=== Problem ===
What is needed is the number of lines in the data below that include "interface", stated by itself.

BEGIN Data to use

PR #451, opened 2026-05-13
feat: one-line installer at kukeon.io/install.sh with prereq checks

### LINKED ISSUE #62: install: one-line installer script with prereq checks (curl | bash)
## Context

Current install flow requires multiple manual steps — export OS/ARCH vars, curl the binary, chmod, install to /usr/local/bin, create the kukeond hardlink, then `sudo kuke init` separately. That's too much friction for discovery-phase visitors. Openclaw (https://openclaw.ai) launched with a single `curl -fsSL https://openclaw.ai/install.sh | bash` and it's one of the most visible reasons their adoption curve worked.

Kukeon can't match openclaw's zero-prereq install — we need **containerd running**, **cgroups v2**, **CNI plugins**, and **root privileges** — but we can collapse everything we control into one command and give a sharp, actionable error when a prereq is missing. Launch blocker for the agent-native promotion push (when Session #46 + Interactive UC2 #57 ship).

### One-line install

```bash
curl -fsSL https://kukeon.io/install.sh | bash
```

Script hosted via GitHub Pages on the existing `kukeon.io` domain (same source as mkdocs). Self-contained bash, no extra runtime deps.

### What the script does

1. **Detect OS/arch** — `uname -s` (must be Linux) and `uname -m` (amd64 / arm64). Exit with a clear message on macOS/Windows suggesting a Linux VM.
2. **Prereq checks (check only, never install):**
   - cgroups v2 mounted at `/sys/fs/cgroup` (check `stat -f -c %T`).
   - containerd socket at `/run/containerd/containerd.sock` and responsive (`ctr version` if available, else socket connectivity).
   - CNI plugin binaries present at `/opt/cni/bin` (look for at least `bridge`, `loopback`, `host-local`).
   - On any miss: print a distro-aware install hint and exit non-zero:
     ```
     ✗ containerd not found at /run/containerd/containerd.sock
       Install it:
         Debian/Ubuntu:  sudo apt-get install -y containerd
         Fedora/RHEL:    sudo dnf install -y containerd
         Arch:           sudo pacman -S containerd
       Then start:       sudo systemctl enable --now containerd
     ```
   - Explicitly **do not** auto-install prereqs. Too much blast radius on arbitrary user systems.
3. **Download the right binary** — `https://github.com/eminwux/kukeon/releases/download/<latest>/kuke-linux-<arch>`.
4. **Install** — `install -m 0755 kuke /usr/local/bin/kuke` with sudo (prompt if not running as root).
5. **Hardlink** — `sudo ln -f /usr/local/bin/kuke /usr/local/bin/kukeond`.
6. **Run `kuke init`** — with sudo. Handle the case where it's already initialized (idempotent).
7. **Print next steps** — a ready-to-run example:
   ```
   ✓ kukeon installed and initialized

   Try your first agent session:
     kuke apply -f https://kukeon.io/examples/claude-session.yaml
     kuke attach claude-demo

   Docs:  https://kukeon.io
   ```

### Script hygiene

- `set -euo pipefail` at the top.
- Pinned URL per release (resolve \"latest\" via the GitHub API, not a moving `latest` alias — avoids supply-chain surprises).
- Checksum verification against a published `.sha256` alongside each release asset.
- Dry-run mode: `curl ... | bash -s -- --check` runs only the prereq check, doesn't touch the system.
- Offline-friendly: log each step so the user can resume manually if any step fails.
- Do not pipe anything sensitive through the script.

### CI

- Makefile target `make install.sh` that emits the script from a template (so release versions can be substituted at build time).
- GitHub Actions job that runs the installer inside a minimal Ubuntu + Fedora container (with containerd preinstalled) to catch regressions.
- Publish `install.sh` to `kukeon.io/install.sh` via the existing mkdocs/GitHub Pages pipeline.

## Companion interface (follow-up scope)

The openclaw equivalent was a macOS companion app. For kukeon's audience (developers operating Linux hosts), the natural companion is a **Web UI** — the current README already references \"the future Web UI\" as a thin client alongside `kuke`. Recommend tracking this as a **separate issue** rather than bundling here, because:

- The installer is a pre-launch blocker; the Web UI is not.
- A Web UI is a multi-sprint effort that deserves its own scope doc.
- Bundling would stall the installer behind UI work that has different priority.

**Suggested follow-up issue:** `ui: browser-based companion for kuke attach and resource inspection` — `priority:B`, targeting post-launch v1.1.

If the maintainer prefers to bundle, move that scope in here and re-estimate.

## Acceptance

- [ ] `curl -fsSL https://kukeon.io/install.sh | bash` succeeds on a fresh Ubuntu 24.04 + containerd + CNI plugins host and leaves a working `kuke` + running kukeond.
- [ ] On a fresh host **without** containerd, the script exits with a distro-aware install hint and non-zero status. No files touched.
- [ ] On a fresh host **without** cgroups v2 or CNI plugins, same behavior — clear hint, no side effects.
- [ ] `bash install.sh --check` runs prereq checks only and exits without touching the system.
- [ ] Checksum verification against a released `.sha256` asset passes.
- [ ] After install, the final console message includes a copy-pasteable `kuke apply` + `kuke attach` example.
- [ ] CI runs the installer inside at least one minimal Linux image with prereqs preinstalled; failure blocks release.
- [ ] README Quick Start replaces the current 4-command sequence with the one-line install (keep the manual steps as a \"Manual install\" section below for users who want them).

## Non-goals

- No auto-installation of containerd, CNI, or cgroups v2 — prereq checks only.
- No Windows / macOS native install (Linux VM path is good enough; call it out).
- No package-manager packages (deb/rpm/brew) — separate, later work.
- No companion app / Web UI — split to a separate issue (see Companion interface note above).

## References

- Openclaw installer pattern: https://openclaw.ai (single `curl | bash`)
- Agent-native promotion plan (pending): blocked on #46 + #57
- Related positioning work: #59 (README/website reposition)

eminwux:
## Summary

- Adds `scripts/install.sh` — a self-contained bash installer that collapses the current 4-step manual flow (download → chmod → install → hardlink → `kuke init`) into a single `curl -fsSL https://kukeon.io/install.sh | bash` invocation. The script checks (but never installs) the host prerequisites — cgroups v2, containerd socket + optional `ctr version` responsiveness probe, CNI plugin binaries — and prints a distro-aware install hint on any miss before bailing without touching the filesystem.
- Adds `make install.sh` Makefile target that copies the canonical script into `docs/site/install.sh` so the existing mkdocs publish pipeline (gh-deploy → GitHub Pages → kukeon.io) serves the artifact at `https://kukeon.io/install.sh`. Both copies are committed and a CI sync job catches drift.
- Adds `.github/workflows/installer.yaml` — four jobs: a sync check, a `--check`-fails-without-containerd negative path inside a minimal `ubuntu:24.04` container, a `--check`-passes-with-prereqs positive path on the runner, and an end-to-end install (`KUKE_SKIP_INIT=1`) that downloads a real release binary and verifies it lands at `/usr/local/bin/kuke` + `/usr/local/bin/kukeond`.
- Extends `.github/workflows/release.yaml` to publish `kuke-linux-<arch>.sha256` companion files alongside the release binaries so the installer's checksum verification has something to verify against. Pre-issue-#62 releases (e.g. v0.4.0) lack these; users targeting those tags must pass `KUKE_SKIP_CHECKSUM=1` until the next release ships.
- Updates README Quick Start to lead with the one-line install and demotes the previous 4-command sequence into a `Manual install` subsection for air-gapped / version-pinned use.

## Implementation notes

- Version pinning is runtime-resolved by default — the script queries `https://api.github.com/repos/<owner>/<repo>/releases/latest` for `tag_name` (rather than following the mutable `/releases/latest` redirect) and bakes that exact tag into the download URL. `KUKE_VERSION=vX.Y.Z` env override skips the API call.
- Checksum verification is the default and hard-fails on a missing `.sha256` asset, naming `KUKE_SKIP_CHECKSUM=1` as the explicit opt-out so users hitting pre-checksum releases get a clear path forward rather than a silent skip.
- `kuke init` is idempotent in spirit but not guaranteed for arbitrary prior state, so the script's "is init done?" check is gated on `/run/kukeon/kukeond.sock` — present → already-bootstrapped, skip; absent → run `sudo kuke init`. `KUKE_SKIP_INIT=1` short-circuits the step entirely for the CI smoke and for users who want to drive init themselves.
- `containerd` responsiveness uses `ctr version` opportunistically — if `ctr` isn't on PATH we fall through to the socket-exists check rather than introducing a hard dependency on the upstream containerd CLI bundle.

## Out of scope (deferrals from the parent issue)

- The "Companion interface" Web UI mentioned in the issue body is explicitly deferred to a follow-up; not filed in this PR since the issue itself instructs the maintainer to do so.
- A fresh release with the `.sha256` assets — the workflow change here unlocks future releases but a maintainer has to cut the next tag for the installer's checksum path to exercise.

## Test plan

- [x] `bash scripts/install.sh --check` on the dev host with containerd running → exits 0, prints "cgroups v2 / containerd responsive / CNI plugins present".
- [x] `bash scripts/install.sh --check` with containerd stopped → exits 1, names the missing `containerd` socket and prints the Debian apt-get hint; no files written under `/usr/local/bin`.
- [x] `bash scripts/install.sh --help` → renders usage, exits 0.
- [x] `bash scripts/install.sh --bogus` → exits 2, prints "unknown argument: --bogus" then usage.
- [x] `KUKE_VERSION=v0.4.0 KUKE_SKIP_CHECKSUM=1 KUKE_SKIP_INIT=1 KUKE_INSTALL_PREFIX=/tmp/kuke-test bash scripts/install.sh` → downloads the real v0.4.0 release, installs `kuke` + hardlinked `kukeond`, `kuke version` reports `v0.4.0`. Clean exit, tmpdir trap removes the staging directory.
- [x] `make test` → all unit tests pass (no Go changes; sanity check that the Makefile target additions did not break the existing target graph).
- [x] `go build ./...` → green.
- [x] `make install.sh && git diff --exit-code docs/site/install.sh` → no drift; the committed copy matches the rendered output.
- [ ] `make dev-init` end-to-end smoke — not run. This PR does not touch the daemon, the build path, or `/opt/kukeon`; the daemon-parity regression guard in CLAUDE.md targets PRs that modify daemon-readable state, which this one doesn't.

Closes #62

### DIFF
--- a/.github/workflows/installer.yaml
+++ b/.github/workflows/installer.yaml
@@ -74,29 +74,15 @@ jobs:
             exit 1
           fi
 
-  # Positive path: a host with containerd + CNI plugins reachable. The
-  # GitHub-hosted ubuntu-latest runner already runs containerd (Docker is
-  # preinstalled and live), so we only need to install the CNI plugin bundle
-  # to satisfy /opt/cni/bin. Validates AC: "`bash install.sh --check` runs
+  # Positive path: the GitHub-hosted ubuntu-latest runner already runs
+  # containerd (Docker is preinstalled and live), which is the only daemon
+  # the installer checks for. Validates AC: "`bash install.sh --check` runs
   # prereq checks only and exits without touching the system."
   prereq-pass:
     name: --check passes with prereqs installed
     runs-on: ubuntu-latest
     steps:
       - uses: actions/checkout@v4
-      - name: Install CNI plugins
-        run: |
-          sudo apt-get update
-          sudo apt-get install -y --no-install-recommends containernetworking-plugins
-          # Debian/Ubuntu's containernetworking-plugins drops binaries at
-          # /usr/lib/cni; kukeon (matching CRI tools) expects /opt/cni/bin.
-          # Mirror the upstream layout the script checks for.
-          sudo mkdir -p /opt/cni/bin
-          for plugin in bridge loopback host-local; do
-            if [ -x "/usr/lib/cni/${plugin}" ]; then
-              sudo ln -sf "/usr/lib/cni/${plugin}" "/opt/cni/bin/${plugin}"
-            fi
-          done
       - name: Confirm containerd is running on the runner
         run: |
           if [ ! -S /run/containerd/containerd.sock ]; then
@@ -121,16 +107,6 @@ jobs:
       KUKE_SKIP_CHECKSUM: "1"
     steps:
       - uses: actions/checkout@v4
-      - name: Install CNI plugins (prereqs)
-        run: |
-          sudo apt-get update
-          sudo apt-get install -y --no-install-recommends containernetworking-plugins
-          sudo mkdir -p /opt/cni/bin
-          for plugin in bridge loopback host-local; do
-            if [ -x "/usr/lib/cni/${plugin}" ]; then
-              sudo ln -sf "/usr/lib/cni/${plugin}" "/opt/cni/bin/${plugin}"
-            fi
-          done
       - name: Run installer (download + install, skip init)
         run: bash scripts/install.sh
       - name: Verify installed artifacts
--- a/.github/workflows/installer.yaml
+++ b/.github/workflows/installer.yaml
@@ -1,0 +1,140 @@
+name: Installer
+
+on:
+  pull_request:
+    branches:
+      - main
+    paths:
+      - "scripts/install.sh"
+      - "docs/site/install.sh"
+      - "Makefile"
+      - ".github/workflows/installer.yaml"
+  push:
+    branches:
+      - main
+    paths:
+      - "scripts/install.sh"
+      - "docs/site/install.sh"
+      - "Makefile"
+      - ".github/workflows/installer.yaml"
+
+jobs:
+  # The canonical script lives at scripts/install.sh; docs/site/install.sh is
+  # the copy mkdocs publishes at https://kukeon.io/install.sh. `make install.sh`
+  # re-renders the copy; this job catches contributors who edited one and
+  # forgot to rerun the make target.
+  sync:
+    name: scripts/install.sh ↔ docs/site/install.sh in sync
+    runs-on: ubuntu-latest
+    steps:
+      - uses: actions/checkout@v4
+      - name: Re-render docs/site/install.sh
+        run: make install.sh
+      - name: Fail if rendered output drifted from committed copy
+        run: |
+          if ! git diff --exit-code docs/site/install.sh; then
+            echo "::error::docs/site/install.sh is stale. Run 'make install.sh' and commit the result."
+            exit 1
+          fi
+
+  # Negative path: minimal container with no containerd installed. The script
+  # must report which prereq is missing, print a distro-aware hint, and exit
+  # non-zero. Validates AC: "On a fresh host without containerd, the script
+  # exits with a distro-aware install hint and non-zero status."
+  prereq-missing:
+    name: --check fails cleanly without containerd
+    runs-on: ubuntu-latest
+    container:
+      image: ubuntu:24.04
+    steps:
+      - uses: actions/checkout@v4
+      - name: Install bash + curl (script dependencies)
+        run: |
+          apt-get update
+          apt-get install -y --no-install-recommends bash curl ca-certificates
+      - name: Run installer --check on an unprepared host
+        run: |
+          set +e
+          out="$(bash scripts/install.sh --check 2>&1)"
+          rc=$?
+          echo "$out"
+          if [ "$rc" -eq 0 ]; then
+            echo "::error::expected non-zero exit on a host without prereqs"
+            exit 1
+          fi
+          # The hint must name containerd specifically — generic "something
+          # missing" output would defeat the AC.
+          if ! echo "$out" | grep -q 'containerd'; then
+            echo "::error::expected the failure message to reference containerd"
+            exit 1
+          fi
+          # No files should be touched on the prereq-failure path.
+          if [ -e /usr/local/bin/kuke ]; then
+            echo "::error::installer touched /usr/local/bin/kuke despite prereq failure"
+            exit 1
+          fi
+
+  # Positive path: a host with containerd + CNI plugins reachable. The
+  # GitHub-hosted ubuntu-latest runner already runs containerd (Docker is
+  # preinstalled and live), so we only need to install the CNI plugin bundle
+  # to satisfy /opt/cni/bin. Validates AC: "`bash install.sh --check` runs
+  # prereq checks only and exits without touching the system."
+  prereq-pass:
+    name: --check passes with prereqs installed
+    runs-on: ubuntu-latest
+    steps:
+      - uses: actions/checkout@v4
+      - name: Install CNI plugins
+        run: |
+          sudo apt-get update
+          sudo apt-get install -y --no-install-recommends containernetworking-plugins
+          # Debian/Ubuntu's containernetworking-plugins drops binaries at
+          # /usr/lib/cni; kukeon (matching CRI tools) expects /opt/cni/bin.
+          # Mirror the upstream layout the script checks for.
+          sudo mkdir -p /opt/cni/bin
+          for plugin in bridge loopback host-local; do
+            if [ -x "/usr/lib/cni/${plugin}" ]; then
+              sudo ln -sf "/usr/lib/cni/${plugin}" "/opt/cni/bin/${plugin}"
+            fi
+          done
+      - name: Confirm containerd is running on the runner
+        run: |
+          if [ ! -S /run/containerd/containerd.sock ]; then
+            echo "::error::containerd socket missing on the runner — runner image changed?"
+            exit 1
+          fi
+      - name: Run installer --check
+        run: bash scripts/install.sh --check
+
+  # End-to-end smoke: download a real release binary, install it to
+  # /usr/local/bin, and skip the kuke-init step (which would need root,
+  # cgroup writes, and a healthy containerd). Pinned to a known-good tag so
+  # the test doesn't drift with future releases. Checksum verification is
+  # skipped because pre-issue-#62 releases shipped without .sha256 assets;
+  # once a release lands with .sha256 published, drop the skip.
+  install-skip-init:
+    name: full install (KUKE_SKIP_INIT=1) against a real release
+    runs-on: ubuntu-latest
+    env:
+      KUKE_VERSION: v0.4.0
+      KUKE_SKIP_INIT: "1"
+      KUKE_SKIP_CHECKSUM: "1"
+    steps:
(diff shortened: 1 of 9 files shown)


eminwux:
Re-running failed CI jobs once: `--check passes with prereqs installed` and `full install (KUKE_SKIP_INIT=1) against a real release` (workflow run [25792250370](https://github.com/eminwux/kukeon/actions/runs/25792250370)). Will revisit when they finish; if they fail again the PR will be marked `ci-stalled`.

eminwux:
Fix-up pushed: `275786b` — skip the `ctr version` responsiveness probe when not running as root.

**Root cause.** The GitHub `ubuntu-latest` runner has Docker (and therefore `ctr` + containerd) preinstalled, but the containerd socket is mode 660 root:root. The previous prereq check ran `ctr version` unconditionally whenever `ctr` was on `PATH`, which fails with `permission denied` under the non-root runner user — and the script then misreports the EACCES as "stale socket / containerd is down." Both the `--check passes with prereqs installed` and `full install (KUKE_SKIP_INIT=1)` jobs failed against this.

**Fix.** Gate the responsiveness probe on `[ "$(id -u)" -eq 0 ]`. Non-root callers (CI dry run, or any user inspecting `--check`) get the "socket present" success line; root callers (`curl … | sudo bash`, which is the actual install path) still get the stale-socket detection. Stale-socket misreports happen at root anyway, so the probe is still in the right place.

Verified locally:
- non-root via `su -s /bin/bash nobody` → `✓ containerd socket present at /run/containerd/containerd.sock`
- root → `✓ containerd responsive at /run/containerd/containerd.sock (ctr version OK)`

`make install.sh` re-rendered the `docs/site/install.sh` mirror.

eminwux:
**PR #451 Review — `feat: one-line installer at kukeon.io/install.sh with prereq checks`**

Well-engineered installer: hard-fails-by-default checksum verification, distro-aware hints, idempotent init via the socket-exists check, hardlink (not symlink) for the argv[0] dispatch, and a four-job CI matrix that genuinely exercises the negative path, positive path, sync drift, and an end-to-end real-release install. Commits are GPG-verified. No credential/PII surface in error messages. Closes #62 cleanly.

A few non-blocking items worth surfacing:

- **Sequencing** `README.md:36-40`: the headline `curl -fsSL https://kukeon.io/install.sh | bash` will hard-fail against the current latest release (`v0.4.0`) because the script verifies checksums by default and v0.4.0 ships no `.sha256` assets — script exits at the verify step naming `KUKE_SKIP_CHECKSUM=1` as the bypass. PR body acknowledges this ("a maintainer has to cut the next tag for the installer's checksum path to exercise"), but the README goes live the instant this merges. Consider cutting v0.5.0 (which will include the release.yaml change) before merging this PR, or coordinating both in the same window, so the README's lead command isn't broken between merge and the next tag.
- **CodeQL `actions/missing-workflow-permissions`** `.github/workflows/installer.yaml`: four alerts (one per job) flag the absence of an explicit `permissions:` block. The repo already follows this convention in `release.yaml` and `mkdocs.yaml`; the new workflow only does checkout + script execution, so a single top-level `permissions:\n  contents: read` covers all four jobs and clears the alerts.
- **Nit — redundant `chmod +x`** `Makefile:140-141`: `cp` preserves the executable bit from `scripts/install.sh` (which is `100755`), so the trailing `chmod +x docs/site/install.sh` is a no-op. Same pattern at `scripts/install.sh:595` after `install -m 0755` already sets 0755.

Test plan: the unrunnable `make dev-init` smoke is correctly excluded — this PR doesn't touch the daemon, build path, or `/opt/kukeon`, so the regression guard doesn't apply.

LGTM — none of the above are blocking. The sequencing item is yours to time on merge; the CodeQL alerts and the `chmod +x` redundancy can land in the same PR or a follow-up.

eminwux:
Pushed fix-up: \`7fdb023\` — \`refactor: drop host CNI plugin prereq check; document --no-daemon needs\`.

**Rationale.** \`kukeond\` bundles CNI plugins in its container image (\`Dockerfile\` cni-plugins stage) and \`kukeondCellDoc\` (\`internal/controller/bootstrap.go:464-471\`) only bind-mounts state directories (\`/opt/cni/net.d\`, \`/var/lib/cni\`, \`/opt/cni/cache\`) from the host — not the plugin binaries. The standard daemon-mediated install (\`curl | sudo bash\` → \`kuke init\`) never reads host \`/opt/cni/bin\`. Requiring it in the prereq check forced every operator to apt-install a package the daemon path doesn't use.

Host \`/opt/cni/bin\` is genuinely needed only by \`--no-daemon\` workflows, which run the controllers in-process and shell out to plugin binaries on the host. That flag is also slated for removal from creation commands in a future release.

**Changes.**

- \`scripts/install.sh\`: removed \`check_cni()\` and its call site. Left a comment in \`run_prereqs\` pointing at the architectural reason and the docs reference.
- \`docs/site/cli/commands.md\`: new \`--no-daemon\` host-prerequisites section under the global-flags table, with a transitional warning admonition.
- \`docs/site/install/prerequisites.md\`: numbered prereq list went from three to two; the \`CNI plugins\` section is rewritten as scope-limited to \`--no-daemon\`, with a link to the canonical reference in \`commands.md\`.
- \`README.md\` + \`docs/site/getting-started.md\`: dropped the misleading "CNI plugins available on the host" bullet from Quick Start.
- \`.github/workflows/installer.yaml\`: dropped the now-dead "Install CNI plugins" prep steps from \`prereq-pass\` and \`install-skip-init\` (script no longer asserts on them).
- \`docs/site/install.sh\`: re-rendered via \`make install.sh\`.

**Verified locally.**

- \`bash scripts/install.sh --check\` as root → \`✓ all prerequisites satisfied\` (no CNI line).
- \`su -s /bin/bash nobody -c 'bash scripts/install.sh --check'\` → \`✓ all prerequisites satisfied\` (no CNI line).
- \`make test\` passes.

eminwux:
**PR #451 Re-review — follow-up commit `7fdb023`**

Verified the architectural rationale: `Dockerfile` `cni-plugins` stage (lines 21-44) downloads v1.5.1 plugins into the kukeond image's `/opt/cni/bin`, and `kukeondCellDoc` (`internal/controller/bootstrap.go`) bind-mounts only `/opt/cni/net.d`, `/var/lib/cni`, `/opt/cni/cache` from the host — never `/opt/cni/bin`. Dropping `check_cni()` is correct, and the `--no-daemon` carve-out is documented at `docs/site/cli/commands.md` with cross-links from `prerequisites.md`. Script/mirror parity preserved (`make install.sh` rendered both copies). `distro_family` still has a live caller via `install_hint` → `check_containerd`, so no orphans.

Prior non-blocking items (sequencing, CodeQL workflow permissions, redundant `chmod +x`) remain at the author's discretion — not introduced or worsened by this delta.

LGTM — `ready-to-merge`.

END Data to use

=== Task solution ===
3